== EXERCISE DETAILS ==
Read the listing below and copy out each line where the word "schemaNameList" occurs.

== DATASET ==
PR #2210, opened 2018-06-12
Added failure test for create index concurrently

mtuncer:


src/test/regress/sql/failure_create_index_concurrently.sql
```diff
@@ -0,0 +1,65 @@
+--
```
onderkalaci: Considering this [comment](https://github.com/citusdata/citus/pull/2244#issuecomment-402990403) and thinking about this PR as the main one for bare DDLs, I could suggest three more tests:

- Test with replication factor 1 as well (I think the default in the regression test suite is two, but, please double check that)
- Add tests for DROP INDEX CONCURRENTLY as well.
- Since the `CREATE/DROP INDEX CONCURRENTLY` uses sequential execution mode, we could kill/cancel the second (or later) commands over a single connection. For example, if you create 8 shards, we'd end up with 4 shards per worker and 4 shards are modified over the same connection per node. So, say if you have `whatevercase().after(2).kill()`, it'd kill the connection after seeing the same command 2 times. An example can be found [here](https://github.com/citusdata/citus/pull/2212/files#diff-1490fb849241ff1456eb927ed102394aR1194)

src/test/regress/expected/failure_create_index_concurrently.out
```diff
@@ -0,0 +1,153 @@
...
+SELECT citus.dump_network_traffic();
+                                                                                                                                                                                                                                                                       dump_network_traffic                                                                                                                                                                                                                                                                        
+-------------------------------------------------------------------------------------------------------------------------------------------------------------------------------------------------------------------------------------------------------------------------------------------------------------------------------------------------------------------------------------------------------------------------------------------------------------------------------------------------------------------------------------------------------------------
```
onderkalaci: This is a discussion we've made with @lithp  as well, but we haven't concluded the discussion.

I think this `dump_network_traffic ()` is super useful by itself both during development and debugging. But, do you see necessary to add to regression tests? I'm OK with keeping it, but I don't add them to the PRs that I open because they seem too verbose to add to the output. I even hit few cases where the output isn't consistent such as [here](https://github.com/citusdata/citus/pull/2244/commits/c723121d1d4f4962d2aaeb498635f8b979adab5e#r199416333). (I don't expect inconsistencies for this case, but, just wanted to note)

src/test/regress/expected/failure_create_index_concurrently.out
```diff
@@ -0,0 +1,153 @@
...
+-- cancel the connection when create command is issued
+-- network traffic may differ between execution during cancellation
+-- therefore dump_network_traffic() calls are not made
+SELECT citus.mitmproxy('conn.onQuery(query="CREATE").cancel(' || pg_backend_pid() || ')');
+ mitmproxy 
+-----------
+ 
+(1 row)
+
+SELECT citus.clear_network_traffic();
```
lithp: There's no need to call `clear_network_traffic()` if you're not going to dump afterwards. All it does it empty the buffer of captured packets.

src/test/regress/expected/failure_create_index_concurrently.out
lithp: I think you're right that they're too verbose to add to every line. A style that I think makes sense is to show the dump just once at the top, run a happy-case so future readers can see exactly what the rest of the test is mucking with. These two dumps don't really show me what is supposed to happen, they just show the same truncated log twice.

I don't want to impose that style on anyone though if they don't agree with it.

mtuncer:
- removed clear/dump network traffic calls
- created tables in a schema to allow parallel execution
- added drop index concurrently test
- added after(1) calls to allow some commands to succeed, rest to fail

mtuncer:
@lithp @onderkalaci I am not really enjoying `worker_2_port + 2` to describe `nodeport` Can we define something like `worker_2_proxy` or `worker_2_proxy_port` in the test infrastructure

src/test/regress/sql/failure_create_index_concurrently.sql
```diff
@@ -0,0 +1,112 @@
...
+WHERE nodeport = :worker_2_proxy_port;
+
+RESET SEARCH_PATH;
+DROP SCHEMA index_schema CASCADE;
+
+-- verify index is not at worker 2 upon cleanup
+SELECT * FROM run_command_on_workers($$SELECT count(*) FROM pg_indexes WHERE indexname LIKE 'idx_index_test%' $$)
+WHERE nodeport = :worker_2_proxy_port;
+
+
```
onderkalaci: Pretty minor: extra new lines

src/test/regress/expected/failure_create_index_concurrently.out
```diff
@@ -0,0 +1,200 @@
...
+HINT:  Use DROP INDEX CONCURRENTLY IF EXISTS to remove the invalid index, then retry the original command.
+SELECT citus.mitmproxy('conn.allow()');
+ mitmproxy 
+-----------
+ 
+(1 row)
+
+-- verify index is not created
+SELECT * FROM run_command_on_workers($$SELECT count(*) FROM pg_indexes WHERE indexname LIKE 'idx_index_test%' $$)
+WHERE nodeport = :worker_2_proxy_port;
```
lithp: Another way would have been to write `WHERE nodeport != :worker_1_port`

lithp: We could also change :worker_2_port and have it always point at the proxy, that sounds like a cleaner option.

src/test/regress/pg_regress_multi.pl
```diff
@@ -417,6 +419,7 @@ sub revert_replace_postgres
 }
 print $fh catfile($bindir, "psql")." ";
 print $fh "--variable=master_port=$masterPort ";
+print $fh "--variable=worker_2_proxy_port=$workerBehindProxyPort ";
```
lithp: We could also change `:worker_2_port` and have it always point at the proxy, that sounds like a cleaner option.

PR #2211, opened 2018-06-12
Create foreign key relation graph and functions to query on it

velioglu:
In order to decide on the type of connection within the transaction that touching reference tables, we need to know which distributed tables are referenced by these reference tables.  

This PR provides a support for getting this information. PR creates both foreign key relation graph and functions to query on this graph. We utilized pg_constraint catalog table to create that graph. Relation can be queried over the graph to find relations referenced by that relation or relations referencing that relation. 

- [x] Add regression tests

Note that we're planning to add this information to distributed metadata cache with a follow-up PR.

### DIFF
--- a/src/backend/distributed/ddl/foreign_constraint.c
+++ b/src/backend/distributed/ddl/foreign_constraint.c
@@ -649,3 +649,97 @@ HeapTupleOfForeignConstraintIncludesColumn(HeapTuple heapTuple, Oid relationId,
 
 	return false;
 }
+
+
+/*
+ * TableReferencing function checks whether given table is referencing by another table
+ * via foreign constraints. If it is referencing, this function returns true. To check
+ * that, this function searches given relation at pg_constraints system catalog. However
+ * since there is no index for the column we searched, this function performs sequential
+ * search, therefore call this function with caution.
+ */
+bool
+TableReferencing(Oid relationId)
+{
+	Relation pgConstraint = NULL;
+	HeapTuple heapTuple = NULL;
+	SysScanDesc scanDescriptor = NULL;
+	ScanKeyData scanKey[1];
+	int scanKeyCount = 1;
+	Oid scanIndexId = InvalidOid;
+	bool useIndex = false;
+
+	pgConstraint = heap_open(ConstraintRelationId, AccessShareLock);
+
+	ScanKeyInit(&scanKey[0], Anum_pg_constraint_conrelid, BTEqualStrategyNumber, F_OIDEQ,
+				relationId);
+	scanDescriptor = systable_beginscan(pgConstraint, scanIndexId, useIndex, NULL,
+										scanKeyCount, scanKey);
+
+	heapTuple = systable_getnext(scanDescriptor);
+	while (HeapTupleIsValid(heapTuple))
+	{
+		Form_pg_constraint constraintForm = (Form_pg_constraint) GETSTRUCT(heapTuple);
+
+		if (constraintForm->contype == CONSTRAINT_FOREIGN)
+		{
+			systable_endscan(scanDescriptor);
+			heap_close(pgConstraint, NoLock);
+
+			return true;
+		}
+
+		heapTuple = systable_getnext(scanDescriptor);
+	}
+
+	systable_endscan(scanDescriptor);
+	heap_close(pgConstraint, NoLock);
+
+	return false;
+}
+
+
+/*
+ * ConstraintIsAForeignKey returns true if the given constraint name
+ * is a foreign key to defined on the relation.
+ */
+bool
+ConstraintIsAForeignKey(char *constraintNameInput, Oid relationId)
+{
+	Relation pgConstraint = NULL;
+	SysScanDesc scanDescriptor = NULL;
+	ScanKeyData scanKey[1];
+	int scanKeyCount = 1;
+	HeapTuple heapTuple = NULL;
+
+	pgConstraint = heap_open(ConstraintRelationId, AccessShareLock);
+
+	ScanKeyInit(&scanKey[0], Anum_pg_constraint_contype, BTEqualStrategyNumber, F_CHAREQ,
+				CharGetDatum(CONSTRAINT_FOREIGN));
+	scanDescriptor = systable_beginscan(pgConstraint, InvalidOid, false,
+										NULL, scanKeyCount, scanKey);
+
+	heapTuple = systable_getnext(scanDescriptor);
+	while (HeapTupleIsValid(heapTuple))
+	{
+		Form_pg_constraint constraintForm = (Form_pg_constraint) GETSTRUCT(heapTuple);
+		char *constraintName = (constraintForm->conname).data;
+
+		if (strncmp(constraintName, constraintNameInput, NAMEDATALEN) == 0 &&
+			constraintForm->conrelid == relationId)
+		{
+			systable_endscan(scanDescriptor);
+			heap_close(pgConstraint, AccessShareLock);
+
+			return true;
+		}
+
+		heapTuple = systable_getnext(scanDescriptor);
+	}
+
+	/* clean up scan and close system catalog */
+	systable_endscan(scanDescriptor);
+	heap_close(pgConstraint, AccessShareLock);
+
+	return false;
+}
--- a/src/backend/distributed/executor/multi_utility.c
+++ b/src/backend/distributed/executor/multi_utility.c
@@ -75,6 +75,7 @@
 #include "utils/builtins.h"
 #include "utils/elog.h"
 #include "utils/errcodes.h"
+#include "utils/fmgroids.h"
 #include "utils/guc.h"
 #include "utils/hsearch.h"
 #include "utils/inval.h"
@@ -85,6 +86,10 @@
 
 
 bool EnableDDLPropagation = true; /* ddl propagation is enabled */
+
+
+static bool shouldInvalidateForeignKeyGraph = false;
+
 
 /*
  * This struct defines the state for the callback for drop statements.
@@ -162,7 +167,11 @@ static void CheckCopyPermissions(CopyStmt *copyStatement);
 static List * CopyGetAttnums(TupleDesc tupDesc, Relation rel, List *attnamelist);
 static void PostProcessUtility(Node *parsetree);
 static List * CollectGrantTableIdList(GrantStmt *grantStmt);
+static char * GetSchemaNameFromDropObject(ListCell *dropSchemaCell);
 static void ProcessDropTableStmt(DropStmt *dropTableStatement);
+static void ProcessDropSchemaStmt(DropStmt *dropSchemaStatement);
+static void InvalidateForeignKeyGraphForDDL(void);
+
 
 /*
  * We need to run some of the commands sequentially if there is a foreign constraint
@@ -371,6 +380,11 @@ multi_ProcessUtility(PlannedStmt *pstmt,
 			{
 				ProcessDropTableStmt(dropStatement);
 			}
+
+			if (dropStatement->removeType == OBJECT_SCHEMA)
+			{
+				ProcessDropSchemaStmt(dropStatement);
+			}
 		}
 
 		if (IsA(parsetree, AlterTableStmt))
@@ -530,6 +544,16 @@ multi_ProcessUtility(PlannedStmt *pstmt,
 		SetUserIdAndSecContext(savedUserId, savedSecurityContext);
 	}
 
+	/*
+	 * Re-forming the foreign key graph relies on the command being executed
+	 * on the local table first. However, in order to decide whether the
+	 * command leads to an invalidation, we need to check before the command
+	 * is being executed since we read pg_constraint table. Thus, we maintain a
+	 * local flag and do the invalidation after multi_ProcessUtility,
+	 * before ExecuteDistributedDDLJob().
+	 */
+	InvalidateForeignKeyGraphForDDL();
+
 	/* after local command has completed, finish by executing worker DDLJobs, if any */
 	if (ddlJobs != NIL)
 	{
@@ -556,8 +580,27 @@ multi_ProcessUtility(PlannedStmt *pstmt,
 
 				if (alterTableType == AT_AddConstraint)
 				{
+					LOCKMODE lockmode = NoLock;
+					Oid relationId = InvalidOid;
+					Constraint *constraint = NULL;
+
 					Assert(list_length(commandList) == 1);
+
 					ErrorIfUnsupportedAlterAddConstraintStmt(alterTableStatement);
+
+					lockmode = AlterTableGetLockLevel(alterTableStatement->cmds);
+					relationId = AlterTableLookupRelation(alterTableStatement, lockmode);
+
+					if (!OidIsValid(relationId))
+					{
+						continue;
+					}
+
+					constraint = (Constraint *) command->def;
+					if (ConstraintIsAForeignKey(constraint->conname, relationId))
+					{
+						InvalidateForeignKeyGraph();
+					}
 				}
 			}
 		}
@@ -614,6 +657,22 @@ multi_ProcessUtility(PlannedStmt *pstmt,
 	 * EXTENSION. This is important to register some invalidation callbacks.
 	 */
 	CitusHasBeenLoaded();
+}
+
+
+/*
+ * InvalidateForeignKeyGraphForDDL simply keeps track of whether
+ * the foreign key graph should be invalidated due to a DDL.
+ */
+static void
+InvalidateForeignKeyGraphForDDL(void)
+{
+	if (shouldInvalidateForeignKeyGraph)
+	{
+		InvalidateForeignKeyGraph();
+
+		shouldInvalidateForeignKeyGraph = false;
+	}
 }
 
 
@@ -2244,8 +2303,25 @@ ErrorIfUnsupportedAlterTableStmt(AlterTableStmt *alterTableStatement)
 			}
 
 #endif
-			case AT_SetNotNull:
 			case AT_DropConstraint:
+			{
+				LOCKMODE lockmode = AlterTableGetLockLevel(alterTableStatement->cmds);
+				Oid relationId = AlterTableLookupRelation(alterTableStatement, lockmode);
+
+				if (!OidIsValid(relationId))
+				{
+					return;
+				}
+
+				if (ConstraintIsAForeignKey(command->name, relationId))
+				{
+					shouldInvalidateForeignKeyGraph = true;
+				}
+
+				break;
+			}
+
+			case AT_SetNotNull:
 			case AT_EnableTrigAll:
 			case AT_DisableTrigAll:
 			case AT_ReplicaIdentity:
@@ -3748,6 +3824,99 @@ RoleSpecString(RoleSpec *spec)
 
 
 /*
+ * ProcessDropSchemaStmt invalidates the foreign key cache if any table created
+ * under dropped schema involved in any foreign key relationship.
+ */
+static void
+ProcessDropSchemaStmt(DropStmt *dropStatement)
+{
+	Relation pgClass = NULL;
+	HeapTuple heapTuple = NULL;
+	SysScanDesc scanDescriptor = NULL;
+	ScanKeyData scanKey[1];
+	int scanKeyCount = 1;
+	Oid scanIndexId = InvalidOid;
+	bool useIndex = false;
+	ListCell *dropSchemaCell;
+
+	if (dropStatement->behavior != DROP_CASCADE)
+	{
+		return;
+	}
+
+	foreach(dropSchemaCell, dropStatement->objects)
+	{
+		char *schemaString = GetSchemaNameFromDropObject(dropSchemaCell);
+		Oid namespaceOid = get_namespace_oid(schemaString, true);
+
+		if (namespaceOid == InvalidOid)
+		{
+			continue;
+		}
+
+		pgClass = heap_open(RelationRelationId, AccessShareLock);
+
+		ScanKeyInit(&scanKey[0], Anum_pg_class_relnamespace, BTEqualStrategyNumber,
+					F_OIDEQ, namespaceOid);
+		scanDescriptor = systable_beginscan(pgClass, scanIndexId, useIndex, NULL,
+											scanKeyCount, scanKey);
+
+		heapTuple = systable_getnext(scanDescriptor);
+		while (HeapTupleIsValid(heapTuple))
+		{
+			Form_pg_class relationForm = (Form_pg_class) GETSTRUCT(heapTuple);
+			char *relationName = NameStr(relationForm->relname);
+			Oid relationId = get_relname_relid(relationName, namespaceOid);
+
+			/* we're not interested in non-valid, non-distributed relations */
+			if (relationId == InvalidOid || !IsDistributedTable(relationId))
+			{
+				heapTuple = systable_getnext(scanDescriptor);
+				continue;
+			}
+
+			/* invalidate foreign key cache if the table involved in any foreign key */
+			if (TableReferenced(relationId) || TableReferencing(relationId))
+			{
+				shouldInvalidateForeignKeyGraph = true;
+
+				systable_endscan(scanDescriptor);
+				heap_close(pgClass, NoLock);
+				return;
+			}
+
+			heapTuple = systable_getnext(scanDescriptor);
+		}
+
+		systable_endscan(scanDescriptor);
+		heap_close(pgClass, NoLock);
+	}
+}
+
+
+/*
+ * GetSchemaNameFromDropObject gets the name of the drop schema from given
+ * list cell. This function is defined due to API change between PG 9.6 and
+ * PG 10.
+ */
+static char *
+GetSchemaNameFromDropObject(ListCell *dropSchemaCell)
+{
+	char *schemaString = NULL;
+
+#if (PG_VERSION_NUM >= 100000)
+	Value *schemaValue = (Value *) lfirst(dropSchemaCell);
+	schemaString = strVal(schemaValue);
+#else
+	List *schemaNameList = (List *) lfirst(dropSchemaCell);
+	schemaString = NameListToString(schemaNameList);
+#endif
+
+	return schemaString;
+}
+
+
+/*
  * ProcessDropTableStmt processes DROP TABLE commands for partitioned tables.
  * If we are trying to DROP partitioned tables, we first need to go to MX nodes
  * and DETACH partitions from their parents. Otherwise, we process DROP command
@@ -3774,10 +3943,20 @@ ProcessDropTableStmt(DropStmt *dropTableStatement)
 
 		Oid relationId = RangeVarGetRelid(tableRangeVar, AccessShareLock, missingOK);
 
-		if (relationId == InvalidOid ||
-			!IsDistributedTable(relationId) ||
-			!ShouldSyncTableMetadata(relationId) ||
-			!PartitionedTable(relationId))
+		/* we're not interested in non-valid, non-distributed relations */
+		if (relationId == InvalidOid || !IsDistributedTable(relationId))
+		{
+			continue;
+		}
+
+		/* invalidate foreign key cache if the table involved in any foreign key */
+		if ((TableReferenced(relationId) || TableReferencing(relationId)))
+		{
+			shouldInvalidateForeignKeyGraph = true;
+		}
+
+		/* we're only interested in partitioned and mx tables */
+		if (!ShouldSyncTableMetadata(relationId) || !PartitionedTable(relationId))
 		{
 			continue;
 		}
--- a/src/backend/distributed/utils/metadata_cache.c
+++ b/src/backend/distributed/utils/metadata_cache.c
@@ -29,6 +29,7 @@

== TASK SOLUTION ==
+	List *schemaNameList = (List *) lfirst(dropSchemaCell);
+	schemaString = NameListToString(schemaNameList);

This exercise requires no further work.